Con tan solo doce años, Yago Chamorro consiguió sortear a decenas de escoltas y hacer que el recién electo primer ministro griego posase con él en la Acrópolis

16 oct 2009 . Actualizado a las 11:34 h.

Llegó, vio y venció. El joven baionés Yago Chamorro Méndez puede presumir de haber conseguido, con tan solo doce años, una instantánea por la que lidiaban fotógrafos profesionales y en un país extranjero. Nada menos que en Grecia y dentro de su Acrópolis.

Ni siquiera fue un robado. Yago disfrutaba con sus padres del último día de un paradisíaco crucero que comenzó el día 5 en Estambul. El 12 tocaba jornada libre, y, para este joven, que asegura tiene a la Historia entre sus asignaturas favoritas, era ya de por sí un día especial. Por fin iba a tener la oportunidad de pisar personalmente uno de los conjuntos arquitectónicos más importantes del mundo y el que tantas veces había visto en televisión.

Pero la suerte quiso aportarle a la jornada una dosis doble de expectación. Cuando comenzaban a subir la colina, se toparon de frente con el desembarco de tremenda comitiva oficial custodiada por un nutrido, no menos espectacular grupo de guardaespaldas y flanqueada por decenas de turistas que se arremolinaron entorno al grupo.

No era difícil acertar que, en medio de todo ese gentío, debía haber alguien importante, pero sí era difícil reconocerlo y, de premio, conseguir verlo de cerca. El primer mérito de Yago fue precisamente saber de quién se trataba porque hubiera sido más fácil reconocer a algún famoso como un cantante o un jugador de fútbol. «¡Es Papandreu!», gritó a sus padres mientras enfilaba el grupo, cámara en mano, para hacer la foto de sus vacaciones. «Durante todas las noches que duró el crucero, lo veía en la televisión del barco porque acababan de ser las elecciones, por eso lo reconocí», confesaba ayer.

Yago intentó disparar con su cámara escabulléndose entre las televisiones y fotógrafos profesionales que cubrían a Yorgos Papandreu. Acercarse a menos de cien metros era misión imposible. Los guardaespaldas enseguida frenaron su camino.
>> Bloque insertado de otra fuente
PR #158, opened 2021-02-24
updating get-bucket-size-for-org script to v3

### LINKED ISSUE #156: Update get-bucket-sizes-for-org script to use V3 of the CF API
This [script](https://github.com/cloud-gov/cg-scripts/blob/master/get-bucket-sizes-for-org.sh) makes calls to V2 of the CF API and needs to be updated to use V3.

Issue spawned from #142.

kwadwok15:
- changed all references of v2 endpoint to v3 endpoint
- added another api call to account for the changes made with v3 
- changed the way data is pulled to account for changes made with v3
- - fixes #156 

## security considerations
The script pulls bucket name, access_key_id and secret_access_key for s3 should be run by an approved admin user


mheadd (approved):
Looks good. Thanks, @kwadwok15!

Sin embargo y, para sorpresa de todos (especialmente para la guardia que segundos antes le había bloqueado), el propio primer ministro se interesó por él e instó a uno de ellos a que lo acercase. Yago no tuvo si quiera que darle al botón. Papandreu cogió él mismo la cámara del pequeño, se la dio a su padre y le pidió que disparase mientras abrazaba al joven. «Es muy alto y con cara de buena persona», aseguraba ya en Baiona ayer el protagonista, cuyo momento en la Acrópolis fue recogido en Grecia por las televisiones que retransmitían en directo una de las primeras salidas de Papandreu, quien tan solo seis días antes había jurado su cargo como primer ministro de Grecia.
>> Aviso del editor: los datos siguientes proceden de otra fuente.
PR #161, opened 2021-03-11
adding add-remove-pages-users script

kwadwok15:
- adding script to add and remove users to and from the pages group in uaa
-
-

## security considerations
The above scopes are arbitrary strings used to denote Pages accounts in UAA. They have no impact on security except in the Pages app.


spgreenberg:
Not all users will be admins. So I think we need to be able to add a pages.user separate from a pages.admin. This could be a flag or a separate script.

kwadwok15:
I was not sure if that was the case. I will add another flag to account for that.

PR #1, opened 2018-11-27
Add license

seanpmorgan:
@karmel @ewilderj 

Can you confirm this is the correct license (copied from tensorflow/tensorflow)?


armando-fandango:
Sounds like this is the correct one :-)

No hubo tiempo para conversaciones, aunque habida cuenta de que una imagen vale más que mil palabras tampoco era relevante. «Ah, from Spain», es lo único que dijo Papandreu mientras posaba con Yago.

El joven, que vuelve con la maleta llena de regalos para amigos, vecinos, familiares, profesores y demás, también tiene claro que, «la foto es solo para mí». Y es que, aunque la haya cedido a La Voz, ya hay marco y sitio elegido en su habitación para colocarla.

Eso sí, antes, la llevará a su colegio, el Ángel de la Guarda. No es que los amigos duden de su palabra, pero es que hay que verlo para creerlo. Sobretodo si enseña además la del bloque de guardaespaldas, cámaras y turistas que cercaban el lunes al primer ministro griego.

«Los que lo conocen saben que es capaz de todo si se le mete algo en la cabeza», reconoce su madre.